Looking for the communities opinion on this matter. And if Rbe is required a logical reason why besides the fact that it significantly improves the turn off time. I am also very much aware that Rbe can be used to increase the 'turn on voltage' of the transistor being that it creates a voltage divider. So I know about that benefit as well.

Thanks
 

MrSalts

Joined Apr 2, 2020
656
I have heard from certain people on different forums that a 'base to emitter' resistor is required for 'stability' of a BJT being used as a switch. And I have heard you do not need it as well. This example I found shows it with no base/emitter resistor:

View attachment 246657

Here switch on is simple. With switch off we have open base. We can source current into Rb but in this case we do not sink Rb to ground. I know that in this situation the turn off time will be a considerably longer with no base-emitter bias resistor due to base to collector capacitance will drive the base until charged. I have used this circuit configuration multiple times with no issues. But some EE's state it can cause 'issues'. Being that the base is open when the transistor is in cutoff, this is a high impedance situation the might be susceptible to capacitive noise coupling?

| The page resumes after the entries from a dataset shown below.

PR #530, opened 2023-03-08
Update patches (March 8, 2023)

nathanchance:
The android-mainline patches are now merged via an upstream update.

The arm64-fixes tree updated to 6.3-rc1 and picked up a mainline regression. I pinged the upstream thread again to try and get that change moving.


nickdesaulniers (approved):
LGTM; thanks! :moon: :star2:

PR #531, opened 2023-03-10
Copy stable patches to 6.1

nathanchance:
This change is needed in 6.1 as well but this was missed during the 6.1/6.2 split. It is currently pending in AUTOSEL so it should make its way to these trees shortly:

https://lore.kernel.org/all/20230303214315.1447666-57-sashal@kernel.org/
https://lore.kernel.org/all/20230303214106.1446460-61-sashal@kernel.org/

Additionally, this patch is now in mainline, so make that clear by renaming the patch to the upstream SHA and including a link to the commit on git.kernel.org.


nathanchance:
I guess these are out for review now:

https://lore.kernel.org/stable/20230310133722.384562012@linuxfoundation.org/
https://lore.kernel.org/stable/20230310133724.461889354@linuxfoundation.org/

I am not sure this workflow will run again before the next update so maybe we want to hold off on this? At the same time, I will have to drop the patches in 6.2 anyways so it probably makes sense to keep everything in sync.

nathanchance:
The patch has been merged and released, so I will push a new PR removing the patch from 6.1, rather than adding it to 6.2

PR #534, opened 2023-03-20
Drop mainline patches (March 20, 2023)

nathanchance:
Linus applied the patch directly:

https://git.kernel.org/linus/7d31677bb7b1944ac89e9155110dc1b9acbb3895


nickdesaulniers (approved):
go Linus, thanks for the anti-patch! :penguin: :wastebasket: :fire:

Here is what many people say is the 'correct' way to build the circuit. I will admit if you require fast turn off times this is fine, but if you do not require fast turn off time, what is the benefit?

I am interested in how the community in general feels about this. I have never had issues with the no base to emitter resistor circuit.

View attachment 246658
The change is shown in red but according to many websites I have looked at that is not necessarily required:

https://www.electronicshub.org/transistor-as-a-switch/

Looking for the communities opinion on this matter. And if Rbe is required a logical reason why besides the fact that it significantly improves the turn off time. I am also very much aware that Rbe can be used to increase the 'turn on voltage' of the transistor being that it creates a voltage divider. So I know about that benefit as well.

Thanks

Without the resistor, the base is floating - if your bjt is actually a Darlington, some capacitive, RF antenna effects, or human touching it can cause the LED to turn on/flicker occasionally. If you want to really insure it doesn't turn on and leak any current in a low power (extremely low power, a 22k to 100k is a good idea (for example if you put a PIC in sleep mode and turn all GPIO to inputs before shutting it down, the base will be floating but some static could occasionally cause the base to drift high enough to leak a bit of collector current - but that is button cell battery stuff and looking for every microamp.

Otherwise, I don't think it is too important for a standard BJT w Hfe < 250.

at least that is my opinion.
 

Thread Starter

dcbingaman

Joined Jun 30, 2021
480
Without the resistor, the base is floating - if your bjt is actually a Darlington, some capacitive, RF antenna effects, or human touching it can cause the LED to turn on/flicker occasionally. If you want to really insure it doesn't turn on and leak any current in a low power (extremely low power, a 22k to 100k is a good idea (for example if you put a PIC in sleep mode and turn all GPIO to inputs before shutting it down, the base will be floating but some static could occasionally cause the base to drift high enough to leak a bit of collector current - but that is button cell battery stuff and looking for every microamp.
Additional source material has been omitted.